My query looks something like this:
SELECT COUNT(A.id) FROM A INNER JOIN B ON B.id = A.b_id WHERE (B.name != 'dummy') AND <condition>;
With condition being some random condition on table A (I have lots of those, all exhibiting the same behavior).
This query is extremely slow (taking north of 2 seconds), and using explain, shows that query optimizer starts with table B, coming up with about 29 rows, and then scans table A. Doing a STRAIGHT_JOIN, turned the order around and the query ran instantaneously.
I'm not a fan of black magic, so I decided to try something else: come up with the id for the record in B that has the name dummy, let's say 23, and then simplify the query to:
SELECT COUNT(A.id) FROM A WHERE (b_id != 23) AND <condition>;
To my surprise, this query was actually slower than the straight join, taking north of a second.
Any ideas on why the join would be faster than the simplified query?
UPDATE: following a request in the comments, the outputs from explain:
Straight join:
+----+-------------+-------+--------+-----------------+---------+---------+---------------+--------+-------------+
| id | select_type | table | type | possible_keys | key | key_len | ref | rows | Extra |
+----+-------------+-------+--------+-----------------+---------+---------+---------------+--------+-------------+
| 1 | SIMPLE | A | ALL | b_id | NULL | NULL | NULL | 200707 | Using where |
| 1 | SIMPLE | B | eq_ref | PRIMARY,id_name | PRIMARY | 4 | schema.A.b_id | 1 | Using where |
+----+-------------+-------+--------+-----------------+---------+---------+---------------+--------+-------------+
No join:
+----+-------------+-------+------+---------------+------+---------+------+--------+-------------+
| id | select_type | table | type | possible_keys | key | key_len | ref | rows | Extra |
+----+-------------+-------+------+---------------+------+---------+------+--------+-------------+
| 1 | SIMPLE | A | ALL | b_id | NULL | NULL | NULL | 200707 | Using where |
+----+-------------+-------+------+---------------+------+---------+------+--------+-------------+
UPDATE 2:
Tried another variant:
SELECT COUNT(A.id) FROM A WHERE b_id IN (<all the ids except for 23>) AND <condition>;
This runs faster than the no join, but still slower than the join, so it seems that the inequality operation is responsible for part of the performance hit, but not all.
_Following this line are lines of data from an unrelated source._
PR #119, opened 2024-05-01
Profile integration stage 1 cyon batch 16

CyonAlexRDX:


apple/Sources/Sargon/Extensions/Methods/Profile/ProfileFileContents+Wrap+Functions.swift
```diff
@@ -0,0 +1,21 @@
...
+//
+//  Created by Alexander Cyon on 2024-05-01.
+//
+
+import Foundation
+import SargonUniFFI
+
+extension ProfileFileContents {
+	public func hash(into hasher: inout Hasher) {
+		hasher.combine(profileFileContentsHashValue(contents: self))
```
Sajjon, line 13: `ProfileFileContents ` is an enum with the associated value of the `PlaintextProfile` being `RefProfile` - a reference type. Thus UniFFI cannot make `ProfileFileContents` conform to `Hashable` / `Equatable`. We have to build it ourselves. I've implemented in `Eq` and `Hash` in Rust and UniFFI exported it...

apple/Sources/Sargon/Extensions/SampleValues/Profile+Supporting+Types/References/RefBytes+SampleValues.swift
```diff
@@ -0,0 +1,9 @@
+import Foundation
+import SargonUniFFI
+
+#if DEBUG
+extension RefBytes {
+	public static var sample: Self { newRefBytesSample() as! Self }
```
Sajjon, line 6: cannot use `static let sample: Self = newRefBytesSample()` due to covariance.

apple/Sources/Sargon/Extensions/Swiftified/Profile+Supporting+Types/ProfileFileContents+Swiftified.swift
```diff
@@ -0,0 +1,12 @@
...
+//  File.swift
+//  
+//
+//  Created by Alexander Cyon on 2024-05-01.
+//
+
+import Foundation
+import SargonUniFFI
+
+extension ProfileFileContents: @unchecked Sendable {}
```
Sajjon, line 11: Must be marked `@unchecked Sendable` since contains reference type.

apple/Sources/Sargon/Extensions/Swiftified/Profile+Supporting+Types/References/RefBytes+Swiftified.swift
```diff
@@ -0,0 +1,22 @@
...
+//  
+//
+//  Created by Alexander Cyon on 2024-05-01.
+//
+
+import Foundation
+import SargonUniFFI
+
+extension BagOfBytes: SargonModel {
+	public static let sample: Self = newBagOfBytesSampleAced()
```
Sajjon, line 12: Can be moved elsewhere, but meh, actually just wanted it because I put constraint `Inner: SargonModel`. Remember that `BagOfBytes` **is** `Data`, but put `extension BagOfBytes` so it "echoes" with `newBagOfBytes` below.

apple/Sources/Sargon/Extensions/Swiftified/Profile+Supporting+Types/References/RefProfile+Swiftified.swift
```diff
@@ -0,0 +1,23 @@
...
+//  Created by Alexander Cyon on 2024-05-01.
+//
+
+import Foundation
+import SargonUniFFI
+
+public protocol SargonReferenceType: SargonModel {
+	associatedtype Inner: SargonModel
+	func take() throws -> Inner
+	static func from(inner: Inner) -> Self
```
Sajjon, line 14: cannot use `init(inner: Inner)` since `RefBytes` and `RefProfile` is not `final` an those initializers are `convenience`....

apple/Tests/TestCases/Profile/ProfileTests.swift
```diff
@@ -83,4 +80,121 @@ final class ProfileTests: Test<Profile> {
...
+	// M2 Max: Average 0.6
+	// OMITTED - too slow (6 seconds)
+	func json_encoding_slow_performance() throws {
+		let (sut, _) = vector
+		measure {
+			let _ = profileToJsonBytes(profile: sut)
+		}
+	}
+	
+	// M2 Max: Average 0.003 (200x as fast)
```
Sajjon, line 109: ‼️ 200x speedup vs slow.

Compared to the previous impl of `Encodable` it is a `2000x` speed up. Yes TWO THOUSAND times faster.

apple/Tests/Utils/RefTest.swift
```diff
@@ -0,0 +1,23 @@
...
+import Foundation
+import Sargon
+import SargonUniFFI
+import XCTest
+
+class RefTest<SUT_: SargonReferenceType>: Test<SUT_> {
+	func test_take_twice_throws() {
+		func doTest(_ sut: SUT) {
+			XCTAssertNoThrow(try sut.take())
+			XCTAssertThrowsError(try sut.take())
```
Sajjon, line 11: `take()` **consumes** `inner` **without making any expensive `clone()`**, and will throw if call a second time.

src/profile/encrypted/encryption/aes_gcm_256.rs
```diff
@@ -23,7 +23,7 @@ impl AesGcm256 {
 
 impl AesGcm256 {
     fn seal(
-        plaintext: Vec<u8>,
+        plaintext: impl AsRef<[u8]>,
```
Sajjon, line 26: we should try to always use `impl AsRef<[u8]>` instead of `BagOfBytes` / `Vec<u8>` or `&[u8]` so that we can pass any :) can also pass `ExactlyNBytes` types etc.

src/wallet/wallet_accounts.rs
```diff
@@ -405,6 +405,45 @@ mod tests {
         assert_eq!(loaded, private);
     }
 
+    #[test]
+    #[ignore]
```
Sajjon, line 409: ignored, will not be run, you can use this if you need to generate big profiles.

src/radix_connect/mobile/relay_service/service.rs
```diff
@@ -52,22 +52,14 @@ impl Service {
...
-                    new_dapp_to_wallet_interaction_unvalidated_from_json_bytes(
-                        bytes.clone().into(),
-                    )
-                })
-                .collect();
-
-        deserialized_wallet_interactions_result
+        decrypted_wallet_interactions
+            .iter()
+            .map(DappToWalletInteractionUnvalidated::new_from_json_bytes)
```
Sajjon, line 61: a bit shorter

src/profile/v100/profile.rs
```diff
@@ -46,39 +46,15 @@ pub struct Profile {
...
-/// which we were able to successfully JSON deserialize from the bytes,
-/// or EncryptedProfile for which wallets will continue prompting the
-/// user for an encryption password and then call JSON deserialize
-/// of `EncryptedProfileSnapshot` using [`Profile::new_from_encryption_bytes`](Profile::new_from_encryption_bytes)
-/// or if we failed to parse as Profile and `EncryptedProfileSnapshot`
-/// then `NotProfile` is used, indicating that the bytes is not at all
-/// a Profile.
-#[derive(Clone, PartialEq, Eq, Debug, Hash, uniffi::Enum)]
-#[allow(clippy::large_enum_variant)]
-pub enum ProfileFileContents {
```
Sajjon, line 59: moved into its own file

src/profile/references/ref_macro.rs
```diff
@@ -0,0 +1,173 @@
...
+        $inner: ty
+    ) => {
+        paste! {
+            use crate::prelude::*;
+            use std::sync::{Arc, RwLock};
+
+            #[derive(Debug, uniffi::Object)]
+            #[uniffi::export(Debug, Eq, Hash)]
+            pub(crate) struct $struct_name {
+                inner: RwLock<Option<$inner>>,
```
Sajjon, line 17: This is an EXTREMELY useful trick! We are inside a type which is `uniffi::Object` exported which we use with `Arc`. However, in Rust, an `Arc`:ed type **cannot be mutated**, a method which would otherwise be marked `&mut self` cannot be used. However, we can use **interior mutability**, such as `Cell` / `RefCell`, unfortunately neither of these can be used with UniFFI IIRC. But `RwLock` works with UniFFI. So how do we mutate the inner value without mutating the outer Object? Well we can "take" the `Some($inner)` from the `RwLock` leaving it with `None`, which is OK since it is interior mutability!

Sajjon: See `take` method below!

src/profile/references/ref_macro.rs
```diff
@@ -0,0 +1,173 @@
...
+                #[uniffi::constructor]
+                pub(crate) fn new(inner: $inner) -> Arc<Self> {
+                    Arc::new(Self::from(inner))
+                }
+
+                pub(crate) fn take(self: Arc<Self>) -> Result<$inner> {
+                    self.inner
+                        .try_write()
+                        .expect("Should only acquire write lock once.")
+                        .take()
```
Sajjon, line 81: the `take` call on the RwLockWriteGuard here replaces `Some` with `None` and returns the value. This consuming this reference type and returning the inner value. 

This function cannot be called twice in Rust, thanks to `self` being consumed (not passed by reference) - so we are protected in the land of Rust. And it returns `Result` so is throwing in the FFI land (and WILL throw if called twice in FFI land).

apple/Sources/Sargon/Extensions/SampleValues/Profile+Supporting+Types/References/RefBytes+SampleValues.swift
kugel3: I suppose you could do
```swift
public static let sample: Self = newRefBytesSample() as! Self
```

Sajjon: I thought so to, alas, no (feels like a bug actually):

Screenshot 2024-05-02 at 09 42 59

apple/Sources/Sargon/Extensions/Methods/Profile/Profile+Wrap+Functions.swift
```diff
@@ -1,32 +1,56 @@
...
+			reference: RefBytes(inner: Data(bytes)),
 			decryptionPassword: decryptionPassword
-		)
+		).take()
 	}
-	
+
 	public func profileSnapshot() -> Data {
-        profileToJsonBytes(profile: self)
+		try! profileSnapshotRef().take()
```
GhenadieVP, line 40: Intentional crash?

apple/Sources/Sargon/Extensions/Methods/Profile/Profile+Wrap+Functions.swift
```diff
@@ -1,32 +1,56 @@
...
+		profileToJsonBytesFastByRef(reference: RefProfile(inner: self))
 	}
-	
-	public func encrypt(password: String) -> Data {
-		profileEncryptWithPassword(profile: self, encryptionPassword: password)
+
+	public func encrypt(
+		password: String
+	) -> Data {
+		try! profileEncryptWithPasswordFastByRef(
```
GhenadieVP, line 51: Intentional crash?

apple/Sources/Sargon/Extensions/Swiftified/Profile+Supporting+Types/References/RefProfile+Swiftified.swift
GhenadieVP: Can't we make `RefBytes` and `RefProfile` final? is there a reason for these to not be?

apple/Tests/TestCases/Profile/ProfileTests.swift
GhenadieVP: 200x or 2000x :))?

kugel3:
> Furthermore Profile is no longer Codable in Swift, instead use Profile:init:jsonBytesReference: RefBytes to JSON deserialize bytes into Profile and use profileSnapshotRef() on Profile to get RefBytes containing JSON serialized profile.

Could this not be encapsulated in the wrapper?

apple/Sources/Sargon/Extensions/Swiftified/Profile+Supporting+Types/References/RefProfile+Swiftified.swift
Sajjon: not possible by UniFFI.... we would need to add more logic to our custom Post Processing step. I lack the Regexp skills :P

apple/Sources/Sargon/Extensions/SampleValues/Profile+Supporting+Types/References/RefBytes+SampleValues.swift
kugel3: Ah, but what if you just replace `Self` with `RefBytes`?

apple/Tests/TestCases/Profile/ProfileTests.swift
Sajjon: 200x Rust fast vs Rust slow  - 2000x vs `Swift.Encodable` solution, i.e. the `Swift.Encodable` wrapper made the Rust call take 10x the time.

apple/Sources/Sargon/Extensions/Swiftified/Profile+Supporting+Types/References/RefProfile+Swiftified.swift
GhenadieVP: well, we did this previously, "by hand" for RET types...
And really there is no reason for Sargon objects to be non-final, as those are not meant to be subclassed, though it is interesting what the behaviour is if we do so 😄

apple/Sources/Sargon/Extensions/SampleValues/Profile+Supporting+Types/References/RefBytes+SampleValues.swift
Sajjon: Then it does not fulfill the protocol requirement :D 

```swift
protocol SargonModel {
    static var sample: Self { get }
    static var sampleOther: Self { get }
}
```
oh non final classes... such crap.

apple/Sources/Sargon/Extensions/Swiftified/Profile+Supporting+Types/References/RefProfile+Swiftified.swift
Sajjon: Nothing should be done by hand. I have created the context where it should happen, the post process script I invented :) I just think we ought to do it with a regexp. I can take a look later.

apple/Sources/Sargon/Extensions/Methods/Profile/Profile+Wrap+Functions.swift
Sajjon: not possible to crash.

apple/Sources/Sargon/Extensions/Swiftified/Profile/Profile+Swiftified.swift
```diff
@@ -1,7 +1,19 @@
 import SargonUniFFI
 
 extension Profile: SargonModel {}
-extension Profile: SargonObjectCodable {}
+
+@available(*, unavailable, message: "Profile should not use Swift `Encodable` (Codable), since it is too slow.")
+extension Profile: Encodable {
+	@available(*, unavailable, message: "Profile should not use Swift `Encodable` (Codable), since it is too slow.")
+	public func encode(to encoder: any Encoder) throws { fatalError("Unreachable") }
```
Sajjon, line 8: CodeCov will complain about these lines, and they are.... completely untestable.

GhenadieVP (approved):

If you are using MySQL 5.6 or later then you can ask the query optimizer what it is doing;
SET optimizer_trace="enabled=on";
## YOUR QUERY
SELECT COUNT(*) FROM transactions WHERE (id < 9000) and user != 11;
##END YOUR QUERY
SELECT trace FROM information_schema.optimizer_trace;
SET optimizer_trace="enabled=off";
You will almost certainly need to refer to the following sections in the MySQL reference Tracing the Optimiser and The Optimizer
Looking at the first explain it appears that the query is quicker probably because the optimizer can use the table B to filter down to the rows required based on the join and then use the foreign key to get the rows in table A.
In the explain it's this bit that is interesting; there is only one row matching and it's using schema.A.b_id. Effectively this is pre-filtering the rows from A which is where I think the performance difference comes from.
| ref | rows | Extra |
| schema.A.b_id | 1 | Using where |
So, as is usual with queries it is all down to indexes - or more accurately missing indexes. Just because you have indexes on individual fields it doesn't necessarily mean that these are suitable for the query you're running.
Basic rule: If the EXPLAIN doesn't say Using Index then you need to add a suitable index.
Looking at the explain output the first interesting thing is ironically the last thing on each line; namely the Extra
In the first example we see
| 1 | SIMPLE | A | .... Using where |
| 1 | SIMPLE | B | ... Using where |
Both of these Using where is not good; ideally at least one, and preferably both should say Using index
When you do
SELECT COUNT(A.id) FROM A WHERE (b_id != 23) AND <condition>;
and see Using where then you need to add an index as it's doing a table scan.
for example if you did
EXPLAIN SELECT COUNT(A.id) FROM A WHERE (Id > 23)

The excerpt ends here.